アサヒ飲料「WONDA」のCMソングに起用された一曲だから、サビの旋律に聞き覚えのある人は多いはずだ。だが、あのタイトルを額面どおりに受け取ったまま25年が過ぎているなら、少しもったいない。いま聴き直すと、この歌はまるで違う顔を見せてくる。

優しさを名乗る歌詞の中の後悔

歌詞を追っていくと、語り手はまず自分自身の荒みを数え上げていく。すり減った日々の中で大切なものを見失い、気づけば心が濁っていた。そういう悔いの手触りが、言葉の端々ににじんでいる。優しさを歌う前に、優しくなれなかった自分をさらけ出すところから、この歌は始まっているのだ。

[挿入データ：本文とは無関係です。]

PR #857, opened 2020-01-15
Custom API URLs support

igrmk:
This PR adds support for custom API URLs
It can be useful as a proxy to bypass local blocks for example

I have this nginx config on my proxy server that just redirects everything to api.telegram.org

    server {
        listen 443 ssl;
        ssl_certificate     <certificate_file>;
        ssl_certificate_key <certificate_key_file>;
        server_name api.telegram.example.com;
        location / {
            proxy_pass https://api.telegram.org;
        }
    }

So you can just configure a bot with **api.telegram.example.com** instead of **api.telegram.org** to bypass blocks

### DIFF
--- a/src/Telegram.Bot/TelegramBotClient.cs
+++ b/src/Telegram.Bot/TelegramBotClient.cs
@@ -31,9 +31,7 @@ namespace Telegram.Bot
 
         private static readonly Update[] EmptyUpdates = { };
 
-        private const string BaseUrl = "https://api.telegram.org/bot";
-
-        private const string BaseFileUrl = "https://api.telegram.org/file/bot";
+        private const string BaseUrl = "https://api.telegram.org";
 
         private readonly string _baseRequestUrl;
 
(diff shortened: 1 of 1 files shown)


MihaZupan:
This problem can be solved by providing a custom HttpClient

```c#

public static ITelegramBotClient CreateNewClient(string token)
{
    var httpClientHandler = new CustomHttpClientHandler();
    var httpClient = new HttpClient(httpClientHandler);
    return new TelegramBotClient(token, httpClient);
}

class CustomHttpClientHandler : HttpClientHandler
{
    protected override Task<HttpResponseMessage> SendAsync(HttpRequestMessage request, CancellationToken cancellationToken)
    {
        request.RequestUri = new Uri("https://different.service.domain" + request.RequestUri.AbsolutePath);
        return base.SendAsync(request, cancellationToken);
    }
}
```

This also offers a lot more flexibility, a user could use a different domain for file downloads, use different Url formats, etc.

Considering requests for this functionality aren't all that common, I don't think we should expose an API that makes assumptions about the custom Uri format.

タイトルが約束する「優しさ」は最初から差し出されるのではなく、いったん失われたものとして歌の中に置かれている。忘れていた歌を、もう一度誰かのために歌いたい。言葉はその方向へゆっくり向かっていく。つまり『優しい歌』というタイトルは完成形の宣言ではなく、そこへ戻ろうとする願いの名前なのだ。

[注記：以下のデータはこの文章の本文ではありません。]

PR #541, opened 2023-12-11
Carp fillet's are now Sushi-Grade

ps3moira:
## About the PR

Removed the carpotoxin's from sashimi.

**Changelog**

:cl:
- remove: Removed Carpotoxin from Sashimi, now they are sushi-grade!
- tweaked: Tweaked Sashimi's description to reflect that it's no longer poisonous.


jzburda:
I thought it was pretty fun-e to see that carpotoxin was always in carp meat even when prepared, but sounds good to me

Colin-Tel (approved):
I made a similar change back on Nyano and it was lost, so this is fine.

PR #546, opened 2023-12-11
Bags of holding recipe tweak

UnicornOnLSD:
## About the PR
Modified the base cost of the three bag of holding, namely:
-Increased plasma cost from 750 to 1250
-Reduced bluespace crystals cost from 5 to 3

## Why / Balance
Five crystals is, in both my personnal opinion and the people I asked a bit too much, considering the only source is the oracle and even if made to be inconsistent to keep the bag's rarity, would be better off reduced, with of course a counter balance through the increased plasma cost.

Point is overall, to make the bags not a thing you unlock when playing EPI and at most keep to yourself but rather something that is, hard to make but not too hard, so namely salvagers could get their hands on it too as this is something I haven't seen once despite them being basically the back bone of EPI's fund, most of the time.

**Changelog**

:cl:

- tweak: Tweaked bags of holding cost to be more consistent.

### DIFF
--- a/devices.yml
+++ b/devices.yml
@@ -1,0 +1,189 @@
+- type: latheRecipe
+  id: TimerTrigger
+  result: TimerTrigger
+  completetime: 2
+  materials:
+    Steel: 300
+    Plastic: 200
+
+- type: latheRecipe
+  id: SignalTrigger
+  result: SignalTrigger
+  completetime: 2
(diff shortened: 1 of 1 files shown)


UnicornOnLSD:
fucked up code, boutta fix and make a new one :D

言葉選びも効いている。難しい語彙や飾った比喩ではなく、日常の目線に近い平易な言葉で、暮らしの中の心の濁りが描かれていく。だからこそ、聴き手は他人事として眺められない。誰の生活にもある小さな悔いと、そのまま地続きの場所でこの歌詞は書かれている。

だから聴後感が不思議に生々しい。きれいごとを並べた癒しの歌なら聞き流せるが、自分の濁りを認めた人がそれでも優しさへ手を伸ばす歌は、聴き手自身の後悔まで静かに掘り起こしてくる。タイトルに一度裏切られてから、本当の意味でこの曲を好きになる。そういう順番の一曲に映る。

弱さごと差し出す声が優しさの正体

そして、この歌の言葉を最終的に「優しい歌」へ変えているのは、歌声だと思う。歌い出しの声は独り言のように近い距離から始まり、後悔を並べるくだりを、責めるでも嘆くでもなく、淡々と自分の声で引き受けていく。その温度が、言葉の苦さを聴きやすさに変えている。

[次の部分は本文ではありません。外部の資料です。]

PR #549, opened 2023-12-12
Felinids are in your plants: The reckoning.

Adrian16199:
Due to implementation of not being able to shoot in any storage being extremely well implemented, it automaticly applies to this, allowin this to be an amazin gimmick like the duffelbag.

Code made by: Leander from Nyano.

## Why / Balance

To make the cat in bag mechanic be more than just haha cat in duffelbag.

## Media

## Breaking changes

**Changelog**

:cl:
- add: Felinids now can be in plants.
- tweak: Felinids are now size 100

### DIFF
--- a/Content.Server/Nyanotrasen/Item/PseudoItem/PseudoItemComponent.cs
+++ b/Content.Server/Nyanotrasen/Item/PseudoItem/PseudoItemComponent.cs
@@ -9,7 +9,7 @@ namespace Content.Server.Item.PseudoItem;
 public sealed partial class PseudoItemComponent : Component
 {
     [DataField("size")]
-    public int Size = 120;
+    public int Size = 100;
 
     public bool Active = false;
 }
--- a/Resources/Prototypes/Entities/Structures/Furniture/potted_plants.yml
+++ b/Resources/Prototypes/Entities/Structures/Furniture/potted_plants.yml
@@ -19,6 +19,11 @@
         density: 190
         mask:
         - Impassable
+  - type: Storage # Delta V - Felinid in plant
+    capacity: 150
+    whitelist:
+      components:
+        - Felinid # Delta V - Felinid in plant till here
   - type: Sprite
     drawdepth: Overdoors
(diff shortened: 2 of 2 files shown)


Leander-0:
Note felinids would still be able to shoot from inside those and bullets will get stuck inside the plant too leaving it impossible to get back inside again. This also would need for the potted plant prototype to be changed since you can go through doors and windoors with those.

ps3moira:
Just make it like ss13 where anyone can hide in plants, instead of decreasing the size of felinids.

Adrian16199:
> Just make it like ss13 where anyone can hide in plants, instead of decreasing the size of felinids.

The only reason why I decreased the size of felinids just so they can hide in the backpack aswelll, I dont think a normal human being would be capable of hiding in a bag. Even a duffelbag. Even tho technicly you can carry so many guns in a singular bag which doesnt make sense either but i guess felinids just simply have that as a unique thing.

Adrian16199:
> Note felinids would still be able to shoot from inside those and bullets will get stuck inside the plant too leaving it impossible to get back inside again. This also would need for the potted plant prototype to be changed since you can go through doors and windoors with those.

It was noted in the PR itself that this is not the case regarding being able to shoot. Not sure what you are refferencin regardin the "You can go through doors and windoors"

DebugOk:
Not only should they not fit inside backpack, them fitting inside plants makes no sense, and I don't want to know how that'll go with shooting. This wasn't merged on Nyano for a reason

Adrian16199:
Eh, I will just note that on the original Pr it wasnt merged because you cant shoot the felinid in the plant like with the duffelbag, which is currently a favourite mechanic on felinid, I will repeat it once more. You cant shoot inside the plant. That is all.

AitorLogedo:
> Not only should they not fit inside backpack, them fitting inside plants makes no sense, and I don't want to know how that'll go with shooting. This wasn't merged on Nyano for a reason

exactly why they shouldnt fit in a backpack ?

メロディの作りも、この歌い方と噛み合っている。奇をてらった展開はなく、口ずさめるほど素直な旋律が、飾りの少ない音の上を進んでいく。伴奏が声を押し上げるのではなく、声の周りに余白を残して寄り添う。だから独り言のような歌い出しの距離感が、最後まで壊れない。

歌詞の中の悔いと、その悔いごと差し出す歌い方。ふたつが重なった瞬間に、タイトルの意味がようやく腑に落ちる。

優しさとは、後悔や濁りを消し去ることではない。それを抱えたまま、誰かのほうへ声を向けることだ。この曲はタイトルでそう名乗り、歌詞で一度それを裏切り、最後に声でそれを証明してみせる。

曲の終わり、声が引いたあとの余韻には、歌い切った高揚よりも、そっと手紙を置いて帰るような静けさが残る。25年経っても色あせないのは、この歌が「優しい歌とは何か」という問いへの、いちばん誠実な答えのひとつだからだ。


※この記事は執筆時点の情報に基づいています。